Auditory representations currently supported are mel-frequency cepstrum
coefficients (MFCCs) and amplitude envelopes.
Distance metrics currently implemented are dynamic time warping and
cross-correlation.
Installation
==================
The latest released version can be installed via:
`pip install conch_sounds`
Higher level wrappers
==================
In `conch/main.py` there are several wrapper functions for convenience.
Each of these functions takes keyword arguments corresponding to how auditory
representations should be constructed and what distance function to use.
**acoustic_similarity_mapping** takes a mapping of paths as its argument.
This argument should be a list of pairs or triplets of fully specified file names.
Pairs will compute the distance between the two files, and triplets will compute
an AXB style design, where distances are computed between the first element and the second and
between the third element and the second. In this case, the numerical output
will be a ratio of the third element's distance to the second divided by the
first element's distance to the second. The return value is a dictionary
with the pairs/triplets as keys, and the numerical output as the values.

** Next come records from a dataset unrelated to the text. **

PR #89, opened 2018-02-14
Add option to build UCL/petmr-rd-tools

bathomas:
Will build [UCL/petmr-rd-tools](https://github.com/UCL/petmr-rd-tools) if requested. Not that both `ITK` and [glog](https://github.com/google/glog) are required to successfully build. I have left them out of the dependency list in `External_petmr_rd_tools.cmake`. Once happy, we should add this to the VM.

### DIFF
--- a/SuperBuild.cmake
+++ b/SuperBuild.cmake
@@ -137,6 +137,10 @@ if (BUILD_siemens_to_ismrmrd)
   list(APPEND ${PRIMARY_PROJECT_NAME}_DEPENDENCIES siemens_to_ismrmrd)
 endif()
 
+if (BUILD_petmr_rd_tools)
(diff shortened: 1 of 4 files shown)


KrisThielemans:
why not have ITK as project dependency? We can build it... would have to enable the BUILD_ITK option then if this one is build.

bathomas:
Can do. Will need to enable `USE_SYSTEM_ITK` option.

KrisThielemans:
why? Are you saying `petmr-rd-tools` fails if we're building ITK itself? In that case, there's no point in enabling the dependency of course.

KrisThielemans:
The relevant option to enable our own is `USE_ITK`

KrisThielemans:
thanks. we could add 1 build in Travis (adding glog to the dependencies) but let's leave this for later. Also, we'll merge this after 1.0.0-rc.1

Issue #93, opened 2018-02-17
Number of users


casperdcl:
- [x] count superbuild clones properly (see [github-stats#viewing][gh-stats])
- [x] count VM downloads (via drupal)
- [x] count docker pulls (![](https://img.shields.io/docker/pulls/ccppetmr/sirf.svg))
  - [x] TODO: subtract travis' docker pulls (or just estimate this from [github-stats][gh-stats]'s decrements)

[gh-stats]: https://github.com/CCPPETMR/github-stats#viewing

## Ambitious

- [x] write a script (probably part of [github-stats][gh-stats]) to collate the following:
  + [x] https://github.com/CCPPETMR/github-stats/blob/CCPPETMR/SIRF-SuperBuild/CCPPETMR_SIRF_SuperBuild.json
  + [x] https://hub.docker.com/v2/repositories/ccppetmr/sirf/
  + [ ] drupal download counts? Could you have a JSON API for this @paskino 
  + [x] travis' docker pulls?

## original description

We'd like to estimate the number of users. Sum number of:

+ (SuperBuild clones) - (travis non-docker jobs) - 2*(travis docker jobs) - (a little extra for devs locally cloning?)
+ (docker pulls) - (travis docker jobs)
+ VM binary downloads

The main problem I see is (SuperBuild clones) is only accessible at https://github.com/CCPPETMR/SIRF-SuperBuild/graphs/traffic if you are logged in to github (not publicly accessible via a JSON API) so I can't get that data to generate a badge.

So... would it be OK to generate that data ourselves using `cmake`? By that I mean something like

```cmake
file(DOWNLOAD "http://caspersci.uk.to/cgi-bin/hits.cgi?q=sirf-superbuild"
  "${CMAKE_BINARY_DIR}/clones.svg")
# file(REMOVE "${CMAKE_BINARY_DIR}/clones.svg")
```

to increment our counter, and then get `.travis.yml` to call

```bash
wget https://caspersci.uk.to/cgi-bin/hits.cgi?q=sirf-superbuild-travis -o /dev/null -b
```

a few times to decrement... that way I can give you something like: ![](https://caspersci.uk.to/cgi-bin/hits.cgi?q=sirf-superbuild&m=sirf-superbuild-travis&label=installs&a=display&l=https://avatars2.githubusercontent.com/u/16674841?s=32&amp;v=4)

casperdcl:
@KrisThielemans ?

[...]

PR #98, opened 2018-03-02
Usercount

casperdcl:
Related to #93

- [x] host our own database of clones (https://github.com/CCPPETMR/github-stats)
- [x] get travis to automatically update this using github's API (which only has the last fortnight's worth of clones)
- [x] automatically exclude counting travis clones

Will need to add a 3 lines to SIRF/.travis.yml to do the same there.

### DIFF
--- a/.travis.yml
+++ b/.travis.yml
@@ -172,6 +172,22 @@ before_install:
  # ensure python bin dir exists (and coverage dependencies installed)
  - $PY_EXE -m pip install --user -U nose codecov coveralls
  - |
+    # for counting clones, excluding ours
+    $PY_EXE -m pip install --user -U argopt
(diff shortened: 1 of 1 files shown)


KrisThielemans:
looks good to me, but can you clarify where would the GITHUB_API_TOKEN come from, and who would need to create it (me?)

casperdcl:
already done, it's a secure env var in travis. The token itself belongs to @ccp-petmr-codebot and allows full access to its repos.

KrisThielemans:
ok. interesting how it picks that up (or possibly Travis is run via that user, I cannot remember).

Looks fine to me otherwise, so feel free to merge. Thanks!

casperdcl:
No, I set this all up manually, but it should be future-proof and fully controlled by @ccp-petmr-codebot rather than my account.

Issue #97, opened 2018-03-02
travis osx python3


casperdcl:
build failing due to brew, probably easy to fix:

https://travis-ci.org/CCPPETMR/SIRF-SuperBuild/jobs/344891590

rijobro:
I think that for OSX with python3, this could be solved by replacing `brew install python3` with `brew upgrade python`

KrisThielemans:
correct. there's probably more to it. However, I've recently fixed this in STIR. same should work here.
https://github.com/UCL/STIR/commit/616cb0f382fd8668dbc51f59a1603447b58d0582

PR #100, opened 2018-03-07
Python#97

bathomas:
Working on #97.

### DIFF
--- a/.travis.yml
+++ b/.travis.yml
@@ -130,7 +130,7 @@ before_install:
         brew upgrade python || travis_terminate 1
         brew install python3 || travis_terminate 1
 
-        TARGETPYVER=`find /usr/local/Cellar/python3/* -type d  -maxdepth 0 | sed 's#.*/##' | sort -V | tail -n 1`
+        TARGETPYVER=`find /usr/local/Cellar/python3/ -type d  -maxdepth 1 | sed 's#.*/##' | sort -V | tail -n 1`
         if [ -z $TARGETPYVER ]; then
           travis_terminate 1
         fi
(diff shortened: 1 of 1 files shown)


KrisThielemans:
now fails with
```
/Users/travis/.travis/job_stages: line 57: /usr/local/Cellar/python3/3.6.4_2/Frameworks/Python.framework/Versions/3.6/bin/python3.6: No such file or directory
```
clearly, the following in .travis.yml are unsafe
```
        export PYINST=/usr/local/Cellar/python3/3.6.4_2/Frameworks/Python.framework/Versions
        export PY_EXE=$PYINST/$PYMVER.6/bin/python3.6
```

rijobro:
from the log:
`==> Upgrading 1 outdated package, with result: python 3.6.4_3`
So its looking for 3.6.4_2 but should be looking for 3.6.4_3. So yes, it looks dangerous to hardwire the python path.

.travis.yml
```diff
@@ -127,8 +127,15 @@ before_install:
         export BUILD_FLAGS="$BUILD_FLAGS -DPYTHON_LIBRARY=$PYINST/2.7/lib/libpython2.7.dylib"
         export BUILD_FLAGS="$BUILD_FLAGS -DPYTHON_INCLUDE_DIR=$PYINST/2.7/include/python2.7"
       else
+        brew upgrade python || travis_terminate 1
         brew install python3 || travis_terminate 1
-        export PYINST=/usr/local/Cellar/python3/3.6.4_2/Frameworks/Python.framework/Versions
+
+        TARGETPYVER=`find /usr/local/Cellar/python3/* -type d  -maxdepth 0 | sed 's#.*/##' | sort -V | tail -n 1`
```
KrisThielemans: ok. better. but you cannot have the *. find needs a single argument for the directory. just delete it.

KrisThielemans:
I've fixed this  in #118 in a related manner, but simpler for the libraries. I didn't use the `find` trick which might come in handy later.

Issue #63, opened 2017-12-20
Building with rpaths on OSX High Sierra


rijobro:
With OSX, dynamic libraries can be referred to as (using the example of libboostfilesystem.dylib):
1. `libboostfilesystem.dylib`,
2. `@rpath/libboostfilesystem.dylib`, or
3. `/absolute/path/to/libboostfilesystem.dylib`.

Compilation against the first of these three causes linking errors on my version of OSX. This is possibly due to changes to SIP for High Sierra (or possible a problem specific to my machine). 

Possible solutions include: 
1. using install_name_tool to change the first option to the second or third, or
2. linking against static libraries.

Hopefully this issue will sort itself out over time.

KrisThielemans:
@rijobro, I think this can be closed?

rijobro:
The option, `SHARED_LIBS_ABS_PATH`, means that all dynamic libraries compiled by CMake will have the full paths, and so the problem is resolved. However, for dependencies that are not compiled with CMake (e.g., Boost, which is compiled with boostrap), the problem remains.

A short-term fix is to use `brew install boost` (or `brew upgrade boost`, if they're not using the current version, 1.66).

As for long-term, I'm not so sure. Boost isn't compiled with CMake; what else isn't? We would have to find fixes for all of those...

KrisThielemans:
I was wondering if this wouldn't be fixed if we'd let the SuperBuild use boost 1.66. I saw no reason not to, until I found that [boost 1.66 doesn't compile on Travis OSX](https://github.com/boostorg/build/issues/279), and therefore presumably some versions of OSX. Sigh.

I therefore suggest that on OSX, we currently set the USE_SYSTEM_BOOST to ON by default, and document the `brew` stuff in our OSX installation instructions.

PR #104, opened 2018-03-26
use system boost by default because of #63

paskino:


rijobro:
@KrisThielemans - as requested, the info telling Mac users to upgrade to Boost 1.66 is given [here](https://github.com/CCPPETMR/SIRF/wiki/SIRF-SuperBuild-on-MacOS#2-boost-). I wonder if it's not in an obvious enough location?

KrisThielemans:
sorry to be late. I thought we'd only do this for OSX and Windows, but keep it OFF elsewhere. @bathomas, @casperdcl any opinions?

paskino:
No worries. I misunderstood your email. 
I'll add a switch `if not UNIX`

KrisThielemans:
@rijobro we'll now require it, so it needs to be moved up to "requirements". sorry

bathomas:
Seems unnecessary to default to `ON` for an OS that doesn't have a problem. SIRF(-SuperBuild) is straightforward to use on Ubuntu. Also, the packaged version would be older (1.54?) on Travis.

paskino:
The Superbuild is actually building Boost 1.63. Wouldn't it be sufficient to upgrade the built (required) version to 1.66?

rijobro:
It wouldn't be sufficient - Brew's version of 1.66 solves the problem on OSX (thus why `USE_SYSTEM_Boost` works). 

But the problem is still there with the boostrapped version 1.66 of boost (the one that will be installed by the superbuild).

bathomas:
As @KrisThielemans said, I think `USE_SYSTEM_Boost` should be `OFF` for Linux systems and `ON` for the others.

paskino:
OK, then I'll add the switch for non Unix. 
Can we fix our own compilation of Boost on MacOSX?

rijobro:
I looked into this before. We install Boost with `./bootsrap.sh` and then `./b2 install`, so in one of those two we would have to add an option that would install the absolute paths to the dynamic libraries. So far, I haven't found a way of doing that.

rijobro:
Or maybe, add the switch `if OSX` in CMake, and build Boost with static libs if true?

paskino:
To be clear, on OSX the only way to have the SuperBuild working is to install Boost 1.66 with `brew`

paskino:
@rijobro what about this https://stackoverflow.com/questions/3431619/how-to-force-boost-to-use-rpath and especially `hardcode-dll-paths=true dll-path=/custom/path/lib`

rijobro:
I tried that before with no luck (might be out of date). I'll try again and let you know.

rijobro:
Tried again with no effect (maybe outdated?)

PR #105, opened 2018-03-28
Update stir version

paskino:


casperdcl:
I guess there's no docker issue now? The devel build is still failing but that's because of gadgetron

KrisThielemans:
yes. docker build is fine now (I haven't tried it of course).

PR #106, opened 2018-04-11
Fix python dest

paskino:
The `PYTHON_DEST` variable was always overwritten to `${SIRF_Install_Dir}/python'

This PR goes along with https://github.com/CCPPETMR/SIRF/pull/160

Issue #102, opened 2018-03-11
install demos and example data


KrisThielemans:
at the moment, the demos and data are in the SIRF clone. This is non-standard, as you'd expect that an install has everything.

This would be easy enough to do. For demos themselves hardly take space, data is currently ~100MB.

KrisThielemans:
should be in `$INSTALL/share/SIRF` I believe. This is a SIRF issue really. @paskino, please create an issue there. We could make it optional if people think this is necessary. `env_ccppetmr.sh` should know about this then.

KrisThielemans:
migrated to https://github.com/CCPPETMR/SIRF/issues/181

PR #112, opened 2018-04-26
Conda

paskino:
initial working recipe for linux.

OSX would need tweak on build.sh. 

The branch should be aligned with setup_py #109


casperdcl:
1. merge https://github.com/CCPPETMR/SIRF/pull/160
2. merge #109
3. rebase this and merge

close #106?

paskino:
I agree with you.

KrisThielemans:
should we add a conda build to Travis? Maybe it's already done via the docker build.

that'd allow you to test on OSX.

KrisThielemans:
Data and examples is #102.

evgueni-ovtchinnikov:
@casperdcl: so far as i can see examples in MR/interactive require simulated_MR_2D_cartesian.h5, which is not in https://github.com/CCPPETMR/SIRF_data/tree/master/examples

@ckolbPTB: why did you not use existing_filepath function? the error message would be more meaningful

also, the graphics in coil_combination.py crashes python when run from command line (spyder survives)

conda-recipe/meta.yaml
```diff
@@ -0,0 +1,57 @@
...
+    - vc 14 # [win and py36] 
+    - vc 9  # [win and py27]
+    - numpy
+    - scipy
+    - matplotlib
+    - docopt
+    - h5py
+    - libxml2
+    - psutil
+    - nose
```
KrisThielemans: `nose` and `coverage` not needed for conda package? (they probably don't make sense)

conda-recipe/meta.yaml
```diff
@@ -0,0 +1,57 @@
...
+    - python 3.6 # [py36]
+    - python 2.7 # [py27]
+    - cmake >=3.1
+    - vc 14 # [win and py36] 
+    - vc 9  # [win and py27]
+    - numpy
+    - scipy
+    - matplotlib
+    - docopt
+    - h5py
```
KrisThielemans: 99% sure we don't need this

conda-recipe/build.sh
```diff
@@ -0,0 +1,69 @@
...
+#    exit 1
+#fi  
+
+mkdir "$SRC_DIR/build"
+mkdir "$SRC_DIR/SIRF-SuperBuild"
+cp -rv "$RECIPE_DIR/../" "$SRC_DIR/SIRF-SuperBuild"
+
+cd $SRC_DIR/build
+
+echo "$SRC_DIR/ccpi/Python"
```
KrisThielemans: really?

conda-recipe/build.sh
```diff
@@ -0,0 +1,69 @@
+#!/bin/bash
+#
+# Script to install/update the CCP-PETMR VM. It could also be used for any other system
+# but will currently change your .sirfrc. This is to be avoided later on.
```
KrisThielemans: incorrect comment

conda-recipe/build.sh
```diff
@@ -0,0 +1,69 @@
...
+#  WITHOUT WARRANTIES OR CONDITIONS OF ANY KIND, either express or implied.
+#  See the License for the specific language governing permissions and
+#  limitations under the License.
+#
+#=========================================================================
+
+#if [ -z "$SIRF_VERSION" ]; then
+#    echo "Need to set SIRF_VERSION"
+#    exit 1
+#fi
```
KrisThielemans: until we fix this, will need to add it to the checklist

conda-recipe/meta.yaml
```diff
@@ -0,0 +1,57 @@
...
+    - psutil
+    - fftw
+    - libgcc-ng
+    - libstdcxx-ng
+    - openblas
```
KrisThielemans: not for build?

KrisThielemans (changes requested):
could probably easily split ismrmrd and gadgetron off...

conda-recipe/build.sh
paskino: Really what?

conda-recipe/meta.yaml
paskino: They are needed during the build

conda-recipe/build.sh
KrisThielemans: ccpi...

conda-recipe/meta.yaml
KrisThielemans: not convinced. they are needed for the testing. but are you testing here?
not a problem to leave them in if it helps of course.

paskino:
I guess we'll end up creating several recipes which create the packages sirf depends on, and sirf.
As we discussed, we could pass a parameter to the superbuild and build only part of it. Now I don't remember which parameter is exactly.

conda-recipe/meta.yaml
paskino: It wouldn't build otherwise

conda-recipe/build.sh
paskino: You know, I'm torn

KrisThielemans:
currently you'd run CMake as usual. then just say `make gadgetron` or whatever. A bit wasteful, but minimal effort...

KrisThielemans:
this is fine-tuning of course. leave it for later!

conda-recipe/meta.yaml
KrisThielemans: well... in that case, we need it! :-)

conda-recipe/meta.yaml
casperdcl: I feel like there's a difference between build, install (runtime), and test. I'd think nose and coverage fall into the last category, and things like h5py for install? Is there a way to specify these three categories for conda? I'm sure at least two are possible. At least split into sections with comments

paskino: Indeed there is. Currently The tricky bit is afaik that the install phase of the external packages is run during the make phase.

paskino:
I wouldn't mind issuing cake 3 or 4 times!

casperdcl:
> I guess we'll end up creating several recipes which create the packages sirf depends on, and sirf.

helps that STIR is now in `conda-forge`

KrisThielemans:
> helps that STIR is now in conda-forge

First need to resolve https://github.com/UCL/STIR/issues/211

paskino:
Directories to pass to `External_SIRF.cmake` are defined 

* For STIR [here](https://github.com/CCPPETMR/SIRF-SuperBuild/blob/master/SuperBuild/External_STIR.cmake#L128L130)
* NIFTYREG [here](https://github.com/CCPPETMR/SIRF-SuperBuild/blob/master/SuperBuild/External_NIFTYREG.cmake#L72L74)
* ITK (needed by [STIR](https://github.com/CCPPETMR/SIRF-SuperBuild/blob/master/SuperBuild/External_STIR.cmake#L109)) where?

conda/boost/build.sh
```diff
@@ -0,0 +1,72 @@
+#!/bin/bash
```
KrisThielemans: I would try to avoid building boost at all costs. Use the conda dependency

conda/hdf5/build.sh
```diff
@@ -0,0 +1,79 @@
+#!/bin/bash
```
KrisThielemans: let's not build hdf5

conda/ismrmrd/build.sh
```diff
@@ -0,0 +1,72 @@
...
+cd $SRC_DIR/build
+
+
+#site-packages ${SP_DIR}/sirf
+cmake ../SIRF-SuperBuild \
+    -DCMAKE_INSTALL_PREFIX=${PREFIX} \
+    -DPYTHON_DEST_DIR=${PREFIX}/python\
+    -USIRF_URL \
+    -USIRF_TAG \
+    -DSIRF_TAG=v2.1.0\
```
KrisThielemans: let's not put explicit versions in any of the conda build.sh. In any case, SIRF version is irrelevant in ismrmrd/build.sh

conda/sirf/build.sh
```diff
@@ -0,0 +1,82 @@
...
+    -DBUILD_siemens_to_ismrmrd=Off \
+    -DUSE_SYSTEM_GTest=On\
+    -DUSE_ITK=ON\
+    -DUSE_SYSTEM_ITK=OFF\
+    -DUSE_SYSTEM_NIFTYREG=OFF\
+    -DCONDA_BUILD=On
+
+make -j2 ITK
+make -j2 NIFTYREG
+make -j2 STIR
```
KrisThielemans: no need for these.

conda/stir/build.sh
```diff
@@ -0,0 +1,76 @@
...
+    -DUSE_SYSTEM_Armadillo=On \
+    -DUSE_SYSTEM_ISMRMRD=ON\
+    -DUSE_SYSTEM_STIR=Off\
+    -DUSE_SYSTEM_FFTW3=On \
+    -DUSE_SYSTEM_HDF5=ON \
+    -DBUILD_siemens_to_ismrmrd=Off \
+    -DUSE_SYSTEM_GTest=On\
+    -DCONDA_BUILD=On
+
+make  -j1 Gadgetron
```
KrisThielemans: in stir/build.sh?

KrisThielemans (changes requested):
I haven't checked this really, but I'm confused about the various `build.sh` files, and then `sirf/build.sh` building other stuff anyway.

KrisThielemans:
STIR 4.0.1 conda might work ok. There's https://anaconda.org/inati/ismrmrd but it's out-of-date. Might be worth checking with them.

KrisThielemans:
By the way, I'm not 100% sure what the strategy here was/is, but I think we should have a SIRF-only conda package (with its dependencies, most obtained via conda). I would at least initially not attempt gadgetron-via-conda.

KrisThielemans:
See https://github.com/gadgetron/gadgetron/pull/1036 for Gadgetron's `conda` efforts

conda-recipe/meta.yaml
```diff
@@ -0,0 +1,60 @@
...
+    - libxslt
+    - armadillo
+    - gtest
+
+
+  run:
+    - vc 14 # [win and py35]
+    - vc 9  # [win and py27]
+    - python 3.6 # [py36]
+    - python 2.7 # [py27]
```
KrisThielemans, line 42: drop this of course

paskino:
hugely obsolete work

**acoustic_similarity_directories** takes two arguments which are fully specified paths
to two directories. It then constructs a path mapping of all the files in
the first directory to all the files in the second directory. The return
value is a single value, which the average distance of all those calculated.
**analyze_directory** takes a single directory as an argument and creates a
path mapping of all the files compared to all other files. The return value is a dictionary
with the file pairs as keys, and the numerical output as the values.